#### Extracted information:
* * * * *

PR #77, opened 2017-09-21
Remove hard-coded data source name

bboreham:
This change will require all callers of `QPSGraph` to supply their own name, but I think it's better.


bboreham:
CHANGELOG added

PR #81, opened 2017-10-09
Add Table panel support

mikebryant:


grafanalib/core.py
```diff
@@ -1071,3 +1092,168 @@ def to_json_data(self):
...
+
+    def to_json_data(self):
+        styles = self.styles
+        for column in self.columns:
+            if column.style:
+                style = copy.deepcopy(column.style)
+                if style.pattern and style.pattern != column.text:
+                    raise ValueError("Column style pattern must match the column name if specified")
+                style.pattern = column.text
+                styles.append(style)
```
jml: I don't understand what this is trying to achieve. Could you perhaps provide an example of a `Table` definition that uses styles?

mikebryant:
```
def namespace_usage_panel(decimals, format, query, unit):
    return Table(
        columns=[
            Column(
                style=ColumnStyle(
                    decimals=decimals,
                    unit=format,
                ),
                text=unit,
                value='current',
            ),
        ],
        dataSource='prometheus',
        sort=ColumnSort(col=1, desc=True),
        span=6,
        styles=[
            ColumnStyle(
                alias='Namespace',
                pattern='Metric',
                type='String',
            ),
        ],
        targets=[
            Target(
                expr=query,
                intervalFactor=10,
                legendFormat='{{namespace}}',
                refId='A',
            ),
        ],
        title="%s by Namespace" % unit,
        transform=AGGREGATIONS_TRANSFORM,
    )


...some dashboard definition
        Row(
            collapse=True,
            panels=[
                namespace_usage_panel(
                    decimals=3,
                    format=SHORT_FORMAT,
                    query='namespace:kube_pod_container_resource_requests_cpu_cores:sum_onlyrunning',
                    unit='CPU Cores'
                ),
                namespace_usage_panel(
                    decimals=0,
                    format=BYTES_FORMAT,
                    query='namespace:kube_pod_container_resource_requests_memory_bytes:sum_onlyrunning',
                    unit='Memory'
                ),
            ],
            title='Per-namespace Usage',
        ),

```

mikebryant: Grafana requires specification of the column styles by regex patterns on the column names.

In Python it's much easier in the common case to just specify the column style with the column, instead of having them separated.

grafanalib/core.py
```diff
@@ -1071,3 +1092,168 @@ def to_json_data(self):
...
+                'dateFormat': self.dateFormat,
+            })
+        else:
+            data.update({
+                'colorMode': self.colorMode,
+                'colors': self.colors,
+                'decimals': self.decimals,
+                'thresholds': self.thresholds,
+                'unit': self.unit,
+            })
```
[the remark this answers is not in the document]
mikebryant: Would you prefer I just do 4 different classes for the 4 column styles? It feels like that would be a lot of duplication (Since from the discussion it looks like inheritance would also be a bad idea)

grafanalib/core.py
```diff
@@ -1071,3 +1092,168 @@ def to_json_data(self):
...
+            'col': self.col,
+            'desc': self.desc,
+        }
+
+
+@attr.s
+class Column(object):
+    """Details of an aggregation column in a table panel
+
+    :param style: shorthand for specifying a style that maps to this column
```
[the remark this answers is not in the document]
mikebryant: This should be an instance of a `ColumnStyle` or `None`.

I think I tried to use a `validator` in the `attr.ib` call but it didn't like the default value.. Not sure now.

grafanalib/core.py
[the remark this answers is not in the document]
jml: Not sure. Will think about it & get back to you.

grafanalib/core.py
jml: Thanks for the explanation!

jml:
Thanks for getting back to me @mikebryant. Sorry for the delay in replying.

I'm going to be away until Oct 30, so probably won't have a chance to give this the review it deserves until then.

jml:
I haven't abandoned this. I'm mucking around with it when I get the chance to get my own thinking clear.

jml:
Superseded by #104

PR #83, opened 2017-10-11
Allow specifying a data source input

atopuzov:
* Allows creation of dashboards which parametrise the input datasource [1]

Python code
```
...
dashboard = Dashboard(
    inputs=[
        DataSourceInput(
            name="DS_PROMETHEUS",
            type="datasource",
            label="Prometheus",
            pluginId="prometheus",
            pluginName="Prometheus"
        )],
...
```

Generated JSON
```
...
  "__inputs": [
    {
      "description": "",
      "label": "Prometheus",
      "name": "DS_PROMETHEUS",
      "pluginId": "prometheus",
      "pluginName": "Prometheus",
      "type": "datasource"
    }
  ],
...
```

Python code
```
...
    inputs=[
        ConstantInput(
            name="VAR_PREFIX",
            label="prefix",
            value="collectd"
        ),
...
```

Generated JSON
```
...
  "__inputs": [
    {
      "description": "",
      "label": "prefix",
      "name": "VAR_PREFIX",
      "type": "constant",
      "value": "collectd"
    },
...
```

[1] http://docs.grafana.org/reference/export_import/

### DIFF
--- a/grafanalib/core.py
+++ b/grafanalib/core.py
@@ -422,13 +422,9 @@ class Annotations(object):
 
 
 @attr.s
-class Input(object):
+class DataSourceInput(object):
     name = attr.ib()
     label = attr.ib()
-
-
-@attr.s
-class DataSourceInput(Input):
     pluginId = attr.ib()
     pluginName = attr.ib()
     description = attr.ib(default="", validator=instance_of(str))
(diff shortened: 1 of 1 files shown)


jml:
Thanks!

This seems pretty useful, but I'm a bit wary of introducing inheritance into grafanalib. We've managed to avoid it so far and I think that's for the best. 

Do you have ideas about how we could do this without it?

atopuzov:
It is only 2 attributes, so no much duplication. Also attr lib did not play well with inheritance (eg. description had to be copied as it has a default).

I'll just remove inheritance and push the change.

atopuzov:
@jml Pushed the changes without inheritance

PR #88, opened 2017-10-27
core: add decimals attribute to YAxis

fho:
Add a decimals attribute to the YAxis class.
It allows specifying the number of decimal places of the axis
description.


jml:
Thanks!

PR #93, opened 2017-11-02
core: add interval attribute to Target class

fho:
Add the interval attribute to the Target class.
    The attribute is called "Min step" in the grafana GUI.
    
    The default value is an empty string, meaning grafana will determine the
    interval.


jml:
Thank you!

PR #99, opened 2017-12-21
Add support for Elasticsearch datasource

fho:
The PR adds partial support for creating graphs against an elasticsearch datasource.
It only adds support for basic query and aggregators.
Grafana supports more aggregators and query options that are not implemented yet.


fho:
wrong branch

PR #491, opened 2022-05-13
add 'datasource' parameter for InfluxdbTarget

sbng:
Under each InfluxdbTarget, a different data source can be specified. This allow the merging of trends from different influxb into the same Panel. This is done by adding the 'datasource' parameter to the InfluxdbTarget object

## What does this do?
Add a datasource for different InfluxdbTarget. Without this option, the InfluxdbTarget could only have one default datasource specify outside Target.

## Why is it a good idea?
Different datasource for each Influxdbtarget allows the merging of different trend onto the same Panel.

## Context
The current setup using dataSource specify outside the target stencils. Adding a data source within the target allows a combination of different data sources on the same panel. This is carried out via adding "datasource" parameter within the influxdbTarget object similar to adding the parameters like query and measurement. This standalone datasource is supported by grafana.

### DIFF
--- a/CHANGELOG.rst
+++ b/CHANGELOG.rst
@@ -6,6 +6,7 @@ x.x.x (TBC)
 ===========
 
 * Added ...
+* Added datasource parameter to Influxdb targets
 
 
 0.6.3 (2022-03-30)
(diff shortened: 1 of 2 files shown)


JamesGibo:
Thanks for the the PR, sure others will find that feature really useful.
The PR looks good to me. 
Do not worry about the failed CI check, the Grafana documentations links seems to have changed, I will fix that in a separate PR. 

Please could you add a note about what functionality you have added to the Changelog file.

Thanks

sbng:
Updated the Changelog file as per request. Thank you.

PR #494, opened 2022-05-20
Add missing format units

mharbison72:
## What does this do?
This starts by adding the new Boolean unit formats, but also adds other formats that I noticed were missing.  There are likely still some missing, like in the currency section.

## Why is it a good idea?
Fewer missing options, which are available when manually creating a dashboard.

## Questions
It would sure be nice to auto-generate this file by grabbing the upstream file and processing it, but I don't have any good ideas for generating nice names (or keeping the current constant names).

### DIFF
--- a/CHANGELOG.rst
+++ b/CHANGELOG.rst
@@ -7,7 +7,7 @@ x.x.x (TBC)
 
 * Added ...
 * Added datasource parameter to Influxdb targets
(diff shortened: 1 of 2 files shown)


JamesGibo (approved):
Thanks for adding the missing units that is really useful.
It would be nice to autogenerate the list, but probably not worth the effort as they don't change that often and can be manually overridden to any unit not supported.

PR #496, opened 2022-05-23
Small cleanup

mharbison72:
## What does this do?
These are small cleanups for lint type things flagged by PyCharm.  I didn't bother with updating the changelog because AFAICT, it won't have user visible changes, but still is more correct.

## Why is it a good idea?
Fewer lint type things get flagged in the IDE


JamesGibo (approved):
Well spotted, thanks for the contribution

PR #520, opened 2022-08-10
fix: target validation

OscarVanL:
## What does this do?
Target validation requires that refId is not blank. This is because an AlertCondition needs to apply to a target refId.

However, the current validation does not work if the refId is omitted. This is because it is defaulted to "" if it's missing, but the previous check was just for `hasattr`.

## Why is it a good idea?

It prevents people making invalid alerts that do not apply to any target. This could be a source of bugs.

### DIFF
--- a/grafanalib/core.py
+++ b/grafanalib/core.py
@@ -391,10 +391,10 @@ class Repeat(object):
 
 def is_valid_target(instance, attribute, value):
     """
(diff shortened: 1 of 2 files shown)


JamesGibo:
Thanks for the PR, I think that check makes sense will merge now.

PR #522, opened 2022-08-11
fix: add missing thresholds param to Stat json

OscarVanL:
## What does this do?

This adds the thresholds param (which already existed in the Stat panel's params) into the generated JSON

## Why is it a good idea?

Thresholds are not applied to the generated JSON at the moment.


OscarVanL:
Nevermind, this did work, I just misunderstood the code!

PR #528, opened 2022-09-09
Add support for Ae3e Plotly panel

trewallier:
## What does this do?
Add support for [Ae3e Plotly panel](https://github.com/ae3e/ae3e-plotly-panel)

## Why is it a good idea?
Add support for a widely used panel type [Downloads](https://grafana.com/grafana/plugins/ae3e-plotly-panel)

## Context
The panel use two json files (dict in python) to store the configuration, and strings to store the display scripts. This makes it highly flexible, as it only depends on the high level structure of plotly. So the panel integration does the same, and does not do extra validation of the setup jsons.

##  Extra note
Since config and layout is added directly into the json schema, they will not match in the json output. Mind the subtle differences between python dict and json format (eg. `False` <-> `false`)


JamesGibo (approved):
Thanks for the PR, looks like a really useful panel that I have not used before.
Thanks also for adding some tests for the panel.
Will merge now and do a release towards the end of the week.

PR #543, opened 2022-11-09
Add support for `statistic` field in `CloudwatchMetricsTarget`

Butterneck:
## What does this do?
Add support for `statistic` field in `CloudwatchMetricsTarget`

## Why is it a good idea?
The existing `statistics` field is being ignored by grafana 9.x, it must be named `statistic` (not `statistics`) and must be a string (not a list)

### DIFF
--- a/grafanalib/cloudwatch.py
+++ b/grafanalib/cloudwatch.py
@@ -26,7 +26,7 @@ class CloudwatchMetricsTarget(object):
     :param period: Cloudwatch data period
     :param refId: target reference id
     :param region: Cloudwatch region
-    :param statistics: Cloudwatch mathematic statistics
+    :param statistics: Cloudwatch mathematic statistics (to be deprecated, prefer `statistic` instead)
     :param statistic: Cloudwatch mathematic statistic
     :param hide: controls if given metric is displayed on visualization
     :param datasource: Grafana datasource name
--- a/grafanalib/cloudwatch.py
+++ b/grafanalib/cloudwatch.py
@@ -26,7 +26,8 @@ class CloudwatchMetricsTarget(object):
     :param period: Cloudwatch data period
     :param refId: target reference id
     :param region: Cloudwatch region
-    :param statistics: Cloudwatch mathematic statistic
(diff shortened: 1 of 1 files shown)


grafanalib/cloudwatch.py
```diff
@@ -26,7 +26,8 @@ class CloudwatchMetricsTarget(object):
     :param period: Cloudwatch data period
     :param refId: target reference id
     :param region: Cloudwatch region
-    :param statistics: Cloudwatch mathematic statistic
+    :param statistics: Cloudwatch mathematic statistics
+    :param statistic: Cloudwatch mathematic statistic
```
JamesGibo, line 30: Please could you add a note about why there are 2 fields ( < v9 and > v9 for example) and the difference in formatting (list vs string)?

JamesGibo (changes requested):
Thanks for this PR, I do not use cloudwatch so will have to trust that this is required, but as this is not a breaking change I am happy to add it.
Please could you add a little description of what the difference is between the 2 fields to the doc strings?

grafanalib/cloudwatch.py
```diff
@@ -26,7 +26,8 @@ class CloudwatchMetricsTarget(object):
     :param period: Cloudwatch data period
     :param refId: target reference id
     :param region: Cloudwatch region
-    :param statistics: Cloudwatch mathematic statistic
+    :param statistics: Cloudwatch mathematic statistics
```
tiansu-yu-idealo, line 29: Unsolicited advise: Should there be a message e.g. `(to be deprecated, prefer `statistic` instead)`

JamesGibo, line 29:
```suggestion
    :param statistics: Cloudwatch mathematic statistics (to be deprecated, prefer `statistic` instead)
```

JamesGibo (changes requested):

grafanalib/cloudwatch.py
JamesGibo: Added a note to show `statistics` deprecated

JamesGibo (approved):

* * * * *

#### Exercise prompt:
Only lines with the string "definition" are wanted; please find each one in the listing and copy it.

#### Completed exercise:
jml: I don't understand what this is trying to achieve. Could you perhaps provide an example of a `Table` definition that uses styles?
...some dashboard definition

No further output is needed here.